PHOTO: ERIC MILLETTE/SALESFORCE
An announcement by Salesforce.com this week that it would embed its artificial intelligence technology “Einstein” into its software for salespeople caps a three-year, $700 million AI push by the workforce enabler.
Salesforce isn’t the first, or the only entrant. But it’s the first commonly recognizable name, and it has the scale to push wide adoption in the business place. Now, that day seems closer.
Currently, artificial intelligence and its precursors, machine learning and data mining, face common objections: They’re not simple to do, there’s nothing off the shelf, and hiring data scientists and building big computing facilities takes too much time and money. This chips away at those.
It turns the corner from early commercial applications of AI (robo advisers, virtual assistants, and image recognition) to something deeper for the enterprise: Actually employing machine learning in functional areas as a new way to deal with the wealth of data that companies are amassing.
That affects not just IT departments, which have to make room to store and access the information, but Chief Marketing Officers, sales executives, human resources leaders and more who will actually use it. In fact, as AI creeps into functional areas, strategic purchasing decisions will involve more players than just CIOs and CTOs. That spells big shifts, and it’s a big deal.
Gartner predicts that by the end of 2018, 25% of durable goods manufacturers will use data generated by AI to power customer-facing sales, billing, and service offerings.
That sounds suspiciously like what Salesforce just announced as it joins a field that includes Aviso (also planning a presence this year at Dreamforce), NG DATA and, among others, inContact, which purchased Attensity. (Salesforce purchased RelateIQ.)
The products are proliferating. Some form of artificial intelligence is making itself felt in functions from sales to marketing, fraud detection, HR and recruiting, and intelligent tools. Some use supervised learning from data mining, others unsupervised machine learning, while a few newer experiments and applications are creeping into actual artificial intelligence.
But don’t be intimidated.
From an enterprise level, companies should make table-stakes investments in data management and cloud storage, so they have the room and the optimal formats to store and access data when needed.
Executives should get conversant at the difference between predictive analysis, which uses simple algorithms to make hypotheses, to neural networks, where machines build the algorithms and re-weight the importance of interconnections on the fly. (A “deep” neural network just layers on more types of information.)
My colleague Naveed Asem at Slalom explained to me the way our data analytics specialists meticulously build capabilities from quick wins in data mining to machine learning to complex algorithms. It sounded reasonable. My customer engagement colleague Mike Jortberg works with clients all the time at implementing the frontline-facing applications that make all this accessible. I know he’s excited by these developments.

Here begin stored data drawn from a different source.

PR #267, opened 2022-06-16
Code for replaying events to create HyperbandScheduler state (needed …

mseeger:
…for a stateless API)

*Issue #, if available:*

*Description of changes:*
This code is used to allow for a stateless API for HyperbandScheduler, which is needed by our partners. I also include quite some code to test this, in particular you can compare the inner states between running an experiment normally and replaying it.


mseeger:
We don't need this, to be honest, and it is kind of ugly.

PR #270, opened 2022-06-20
Add standalone Bayesian optimization workflow

jjaeyeon:
*Issue #, if available:*

*Description of changes:*
Added standalone bayesian optimization workflow to operate upon the core subset of dependencies.
For this change, additional changes in parts of the code have been made:
- conditional import in backend
- comment out metrics_df (this requires pandas, but after checking that this function is not yet used in other parts, commented out for now)


syne_tune/backend/trial_status.py
```diff
@@ -81,8 +81,8 @@ def cost(self):
...
-    def metrics_df(self) -> pd.DataFrame:
-        if len(self.metrics) == 0:
-            return pd.DataFrame()
-        else:
-            return pd.DataFrame(data=self.metrics)
+    # def metrics_df(self) -> pd.DataFrame:
+    #     if len(self.metrics) == 0:
+    #         return pd.DataFrame()
+    #     else:
+    #         return pd.DataFrame(data=self.metrics)
```
geoalgo, line 88: Good catch, it does not seem used. We can remove the lines altogether though (preferable than adding dead comments https://gist.github.com/wojteklu/73c6914cc446146b8b533c0988cf8d29).

syne_tune/try_import.py
```diff
@@ -38,6 +38,12 @@ def try_import_raytune_message() -> str:
         tag="raytune"
     )
 
+def try_import_backend_message(backend_type: str) -> str:
+    return (
+        f"{backend_type} is not imported"
+        + " since dependencies are missing. You can install them with\n"
+        + "   pip install 'syne-tune[extra]'"
+    )
```
geoalgo, line 46: Is there a reason for not prefering the same convention as in methods above?
```suggestion
    return _try_import_message(
        f"Backend {backend} not imported",
        tag="extra",
    )
```

.github/workflows/check-standalone-bayesian-optimization.yml
```diff
@@ -0,0 +1,31 @@
...
+    steps:
+    - uses: actions/checkout@v2
+    - name: Set up Python 3.8
+      uses: actions/setup-python@v2
+      with:
+        python-version: 3.8
+    - name: Install dependencies
+      run: |
+        python -m pip install -r requirements-gpsearchers.txt --upgrade pip
+        python -m pip install typing_extensions
```
geoalgo, line 23: Is this one needed? (It should be included in 3.8 AFAIK)

examples/launch_standalone_bayesian_optimization.py
```diff
@@ -0,0 +1,68 @@
...
+#     http://www.apache.org/licenses/LICENSE-2.0
+#
+# or in the "license" file accompanying this file. This file is distributed
+# on an "AS IS" BASIS, WITHOUT WARRANTIES OR CONDITIONS OF ANY KIND, either
+# express or implied. See the License for the specific language governing
+# permissions and limitations under the License.
+import logging
+import sys, os
+
+sys.path.append(os.path.join(os.path.dirname(__file__), '..'))
```
geoalgo, line 16: Can you try to remove this one? It seems that the error you got was an unused import, but this can be solved by using `#noqa` flag, for instance:

```python
# from syne_tune.optimizer.baselines import PASHA, BORE  # noqa: F401
```

geoalgo (commented):
LGTM overall, just have some small comments.

syne_tune/backend/__init__.py
```diff
@@ -13,6 +13,24 @@
 
 __all__ = ["LocalBackend", "SageMakerBackend", "PythonBackend"]
 
-from syne_tune.backend.local_backend import LocalBackend
-from syne_tune.backend.python_backend.python_backend import PythonBackend
-from syne_tune.backend.sagemaker_backend.sagemaker_backend import SageMakerBackend
+import logging
```
mseeger, line 16: David is the expert here. But I believe the dependencies for the backends are in the core.

Of course, we could imagine moving in particular the sagemaker dependencies out of the core.

syne_tune/try_import.py
jjaeyeon: The import for backend would not necessarily require specific tag, so in purpose of providing a better context, I've created separate function. Do you have any other suggestion on this part?

.github/workflows/check-standalone-bayesian-optimization.yml
jjaeyeon: As far as I've tested in my local repo, there was an error resulted from missing package of typing_extensions

examples/launch_standalone_bayesian_optimization.py
jjaeyeon: We need a manual configuring of the file path, since we are not running setup.py, it cannot identify syne_tune in the directory. The error message I've got when the line is omitted : https://github.com/jjaeyeon/syne-tune/runs/6939346421?check_suite_focus=true

.github/workflows/check-standalone-bayesian-optimization.yml
geoalgo: Oh I see, it is because we have a typing_extensions import left-over (should be removed and then we can ditch this dependency). Lets keep it that way for this PR, I will fix it in another one.

syne_tune/try_import.py
geoalgo: No I see now why you had to create it, lets keep it this way.

examples/launch_standalone_bayesian_optimization.py
jjaeyeon: Update: I've remove the line and add PYTHONPATH in the workflow

.github/workflows/check-standalone-bayesian-optimization.yml
```diff
@@ -0,0 +1,31 @@
...
+    - name: Check that stand-alone bayesian-optimation example runs
+      run: |
+        PYTHONPATH='./' python examples/launch_standalone_bayesian_optimization.py
```
geoalgo, line 26: Awesome, this is much cleaner, small nit the following is more standard AFAIK:
```suggestion
        PYTHONPATH=. python examples/launch_standalone_bayesian_optimization.py
```

geoalgo (approved):
LGTM, just left a small suggestion, thanks for the effort for simplifying.

geoalgo (dismissed):
Nice, thanks!

syne_tune/backend/__init__.py
mseeger: I have to say I still do not understand this. I recently ran random search HPO with the local backend, having installed just the core dependencies (which include SageMaker), and this works fine. So I don't really understand under which circumstances the backend dependencies are not present. Certainly, 'extra' is not needed.

mseeger (approved):
Maybe you could leave a comment in the new launcher script, on what is the purpose?

.github/workflows/check-standalone-bayesian-optimization.yml
```diff
@@ -0,0 +1,31 @@
...
+
+    steps:
+    - uses: actions/checkout@v2
+    - name: Set up Python 3.8
+      uses: actions/setup-python@v2
+      with:
+        python-version: 3.8
+    - name: Install dependencies
+      run: |
+        python -m pip install -r requirements-gpsearchers.txt --upgrade pip
```
mseeger, line 22: OK, I understand now, you are not installing requirements.txt.

Funny this works, the requirements do not even include numpy.

mseeger (approved):

syne_tune/backend/__init__.py
```diff
@@ -11,8 +11,26 @@
...
+
+from syne_tune.try_import import try_import_backend_message
+
+try:
+    from syne_tune.backend.local_backend import LocalBackend
+except ImportError:
+    __all__.remove("LocalBackend")
```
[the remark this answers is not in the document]
jjaeyeon: It was supposed to be appending, I've messed up with the commit :'( Will update this

.github/workflows/check-standalone-bayesian-optimization.yml
jjaeyeon: AFAIK scipy depends on numpy so numpy would be installed together with that requirements

jjaeyeon:
Hi @mseeger and @geoalgo, I've just updated a minor fix for importing. Thanks again for reviewing!

mseeger (approved):

PR #280, opened 2022-06-24
add tensorboard visualization

aaronkl:
*Description of changes:* Adds a simple tuner callback to log results such that they can be visualizes with Tensorboard.


syne_tune/tuner_callback.py
```diff
@@ -145,3 +146,90 @@ def on_tuning_end(self):
...
+class TensorboardCallback(TunerCallback):
+    def __init__(
+            self,
+
+            metric_to_optimize: 'str',
+            mode: 'str',
+            output_metrics: List[str] = [],
+    ):
+        """
+        Simple callback that logs different statistics such that we can visualize them with Tensorboard.
```
geoalgo, line 160:
```suggestion
        Simple callback that logs different statistics such that we can visualize with Tensorboard.
```

syne_tune/tuner_callback.py
```diff
@@ -145,3 +146,90 @@ def on_tuning_end(self):
         # store the results in case some results were not committed yet (since they are saved every
         # `results_update_interval` seconds)
         self.store_results()
+
+
+class TensorboardCallback(TunerCallback):
+    def __init__(
+            self,
+
```
geoalgo, line 154: Unwanted space.

syne_tune/tuner_callback.py
```diff
@@ -145,3 +146,90 @@ def on_tuning_end(self):
...
+            metric_to_optimize: 'str',
+            mode: 'str',
+            output_metrics: List[str] = [],
```
geoalgo, line 157: Should be `Optional[List[str]] = None` to avoid side-effects. 

Also, I think the default behavior should rather be that if this is None then all the report metrics are tracked (the user could still decide to track none by passing `[]`).

Also, passing the mode is a bit annoying especially if its mandatory. Maybe a good first version would be to log all metrics without cummin/cummax for now? (it is also closer to the typical usage of tensor-board).

syne_tune/tuner.py
```diff
@@ -403,6 +403,14 @@ def save(self, folder: Optional[str] = None):
...
         with open(tuner_serialized_path, "wb") as f:
             logger.debug(f"saving tuner in {tuner_serialized_path}")
+
+            # We need to delete the TensorboardCallback before we serialize the Tuner, to avoid runtime errors because
+            # of the MultiProcessing Queues of TensorboardX
+            for callback in self.callbacks:
+                from syne_tune.tuner_callback import TensorboardCallback
+                if isinstance(callback, TensorboardCallback):
+                    self.callbacks.remove(callback)
+
```
geoalgo, line 413: Can we remove this part? We should really avoid to have this depend on special use-cases (as much as we can of-course). 

In particular here, you can avoid the serialization issue by just having `__getstate__` and `__setstate__` in your Tensorboard callback that dont save stuff you dont want that are unneeded and not serializable.

examples/launch_tensorboard_example.py
```diff
@@ -0,0 +1,61 @@
+# Copyright 2021 Amazon.com, Inc. or its affiliates. All Rights Reserved.
```
geoalgo, line 1: Can you put a high-level comment on this example that explains what is happening? (e.g. that tensorboard is used to log metrics and that explains how to visualize the metrics)

Also it would be nice to have it link in the FAQ (something like How can I visualize the progress of my tuning experiment with Tensor board?)

geoalgo:
Cool stuff, thanks for adding this!

syne_tune/tuner_callback.py
```diff
@@ -145,3 +146,90 @@ def on_tuning_end(self):
...
+        self.trial_ids.add(trial.trial_id)
+        self.writer.add_scalar('num_trial', len(self.trial_ids),
+                               self._iter, display_name='total number of trials')
+
+        self._iter += 1
+
+    def on_tuning_start(self, tuner):
+
+        output_path = os.path.join(tuner.tuner_path, 'tensorboard_output')
+        from tensorboardX import SummaryWriter
```
mseeger, line 228: Could you do try except ImportError with a message hinting to install tensorboard?

syne_tune/tuner_callback.py
```diff
@@ -145,3 +146,90 @@ def on_tuning_end(self):
...
+
+        for key, value in self.curr_best_config.items():
+            self.writer.add_scalar(f'optimal_{key}', value, self._iter)
+
+        for metric in self.output_metrics:
+            self.writer.add_scalar(metric, result[metric], self._iter)
+
+        self.writer.add_scalar('runtime', result[ST_TUNER_TIME], self._iter)
+
+        self.trial_ids.add(trial.trial_id)
```
mseeger, line 219: Can you also output trial_id? Otherwise, how can the trial be identified? I'd not count on trial_id being included in result.

syne_tune/tuner_callback.py
```diff
@@ -145,3 +146,90 @@ def on_tuning_end(self):
...
+        :param mode: Defines whether we minimize ('min') or maximize ('max'). Should be the same what we
+        pass to scheduler / searcher.
+        :param output_metrics: All other metrics that we want to log. Make sure that these metrics
+         are reported correctly in the train function to Syne Tune via the report(...) function.
+        """
+        self.results = []
+
+        self.output_metrics = output_metrics
+        self.mode = mode
+        self.metric = metric_to_optimize
```
mseeger, line 173: A bit confusing. This is not the metric reported, but its cumulative optimum. If the user passes the same name as the main metric, there'll be a clash

syne_tune/tuner_callback.py
```diff
@@ -145,3 +146,90 @@ def on_tuning_end(self):
...
+        :param metric_to_optimize: The metric that we aim to optimize. We report the cumulative optimum over time. This
+        should be the same metric that we pass to the scheduler / searcher.
+        :param mode: Defines whether we minimize ('min') or maximize ('max'). Should be the same what we
+        pass to scheduler / searcher.
+        :param output_metrics: All other metrics that we want to log. Make sure that these metrics
+         are reported correctly in the train function to Syne Tune via the report(...) function.
+        """
+        self.results = []
+
+        self.output_metrics = output_metrics
```
mseeger, line 171: This needs to include resource_attr for multi-fidelity, maybe add some comment?

mseeger: One could also do some "magic" in on_tuning_start, where you have the tuner object, to make sure the relevant metrics are output for sure at least for the main schedulers we care about.

syne_tune/tuner_callback.py
```diff
@@ -145,3 +146,90 @@ def on_tuning_end(self):
...
+    def on_trial_result(self, trial: Trial, status: str, result: Dict, decision: str):
+
+        self._set_time_fields(result)
+
+        new_result = result[self.metric]
+
+        if self.mode == 'max':
+            new_result *= -1
+
+        if self.curr_best_value is None or self.curr_best_value > new_result:
```
mseeger, line 200: Instead of all this multiplying with -1, why not just do this?

metric_sign = -1 if self.mode == 'max' else 1

if ... or metric_sign * (self.curr_best_value - new_result) > 0

syne_tune/tuner_callback.py
geoalgo: I guess the current behavior is to show the performance across all trials as a first step as its easier in TB.

aaronkl: I am not entirely following. The idea here is just to show how many trials have been evaluated at any point in time. Note we also report the best values for each hyperparameter over time

syne_tune/tuner_callback.py
aaronkl: ah that's a good point

syne_tune/tuner.py
aaronkl: ah perfect, that's exactly what I was looking for :-)

syne_tune/tuner_callback.py
mseeger: Fine for now. I don't know TB. But I suppose if we want to visualize things like what David did in the gif, so the trajectory for every trial in a different color (say), then we need to know the trial_id for each record. But yes, that can come later I suppose.

It would, however, be very cool to show this off a bit in the docs, and to go beyond just the "current best" plot

syne_tune/tuner_callback.py
aaronkl: Good point. I changed this such that by default all metric are reported, but users could define which metric to ignore. I still think it would be quite handy to plot the cumulative optimum and the best hyperparameter found so far. I suggest to add an optional parameter, that, if set, will report the cumulative optimum to tensoboard.

syne_tune/tuner_callback.py
```diff
@@ -149,37 +152,38 @@ def on_tuning_end(self):
...
-        self.output_metrics = output_metrics
-        self.mode = mode
-        self.metric = metric_to_optimize
+        self.ignore_metrics = ignore_metrics
 
         self.curr_best_value = None
         self.curr_best_config = None
 
         self._start_time_stamp = None
         self.writer = None
```
geoalgo, line 179: Can we use `_` for fields consistently in this class? Right now some fields are with `_` and others aren't whereas it seems that all fields would be private.

syne_tune/tuner_callback.py
```diff
@@ -192,44 +196,55 @@ def on_trial_result(self, trial: Trial, status: str, result: Dict, decision: str
...
-            if self.mode == 'max':
-                opt *= -1
-            self.writer.add_scalar(self.metric, opt, self._iter)
+            for key, value in self.curr_best_config.items():
+                self.writer.add_scalar(f'optimal_{key}', value, self._iter)
 
-        for key, value in self.curr_best_config.items():
-            self.writer.add_scalar(f'optimal_{key}', value, self._iter)
+        for metric in result:
+            if self.ignore_metrics is not None and metric not in self.ignore_metrics:
```
geoalgo, line 217: Nit: It might be cleaner to set `ignore_metrics` to `{}` when nothing is passed and then directly do:
```suggestion
            if metric not in self.ignore_metrics:
```

syne_tune/tuner_callback.py
```diff
@@ -192,44 +196,55 @@ def on_trial_result(self, trial: Trial, status: str, result: Dict, decision: str
...
+                self.writer.add_scalar(metric, result[metric], self._iter)
 
-        for metric in self.output_metrics:
-            self.writer.add_scalar(metric, result[metric], self._iter)
+        for key, value in trial.config.items():
+            self.writer.add_scalar(key, value, self._iter)
```
geoalgo, line 221: For my understanding, the rational of dumping configs keys to TB is to let the user possibly look at their distribution over time?

syne_tune/tuner_callback.py
geoalgo: @mseeger we could support it in the future but TB is not great when you start having lots of metrics to choose from for display.

syne_tune/tuner_callback.py
aaronkl: yes exactly

syne_tune/tuner_callback.py
```diff
@@ -155,7 +155,7 @@ class TensorboardCallback(TunerCallback):
 
     def __init__(
             self,
-            ignore_metrics: Optional[List[str]] = None,
+            ignore_metrics: Optional[List[str]] = [],
```
geoalgo, line 158: Its important to avoid passing mutable arguments as defaults as it can have side-effects. Can you revert it to None?

```

    def __init__(
            self,
            ignore_metrics: Optional[List[str]] = None
    ):
      self.ignore_metrics = ignore_metrics if ignore_metrics else []
  ```

File: syne_tune/tuner_callback.py [hunk 15]
```diff
@@ -189,62 +189,95 @@ def _set_time_fields(self, result: Dict):
...
+            "iter": self.iter,
+            "mode": self.mode,
+            "target_metric": self.target_metric,
+            "trial_ids": self.trial_ids,
+            "metric_sign": self.metric_sign,
+            'output_path': self.output_path
+        }
+        return state
+
+    def __setstate__(self, state):
```
geoalgo, line 262: Cool, thanks for adding this.

syne_tune/tuner_callback.py
```diff
@@ -189,62 +189,95 @@ def _set_time_fields(self, result: Dict):
...
+            "ignore_metrics": self.ignore_metrics,
+            "curr_best_value": self.curr_best_value,
+            "curr_best_config": self.curr_best_config,
+            "start_time_stamp": self.start_time_stamp,
+            "iter": self.iter,
+            "mode": self.mode,
+            "target_metric": self.target_metric,
+            "trial_ids": self.trial_ids,
+            "metric_sign": self.metric_sign,
+            'output_path': self.output_path
```
geoalgo, line 258: It seems that the formatting is not working in your case.
Can you verify that you have black setup? Have you ran `./dev_setup.sh` to install black hook?

geoalgo (commented):
LGTM, it seems that you dont have black formatting activated, have you run `./dev_setup.sh`? I just have a small comment regarding not using mutable arguments for default parameters and then its good to go (looking forward to have it!).

geoalgo (approved):
Cool to have this, thanks!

We may be sliding down into what Gartner calls the “Trough of Disillusionment” – that valley of irritation between our fondest hopes and actual productivity. But put these developments into context: AI’s baby steps are already somewhat ubiquitous (Siri and Google Now might be in your pocket). Separate advances in data availability, new processing hardware, more powerful neural network algorithms, social network analysis and the quantified self have all progressed rapidly, laying the groundwork for organizational adoption.
Actual product innovation may be low at the enterprise level, but the most significant barriers in the way now include data architecture, governance, and integration – hardly insurmountable.
There may be a heap of vendors hyping their products and services (897 of them, according to a recent VentureScanner analysis), but the signs are clear. The pieces are aligning.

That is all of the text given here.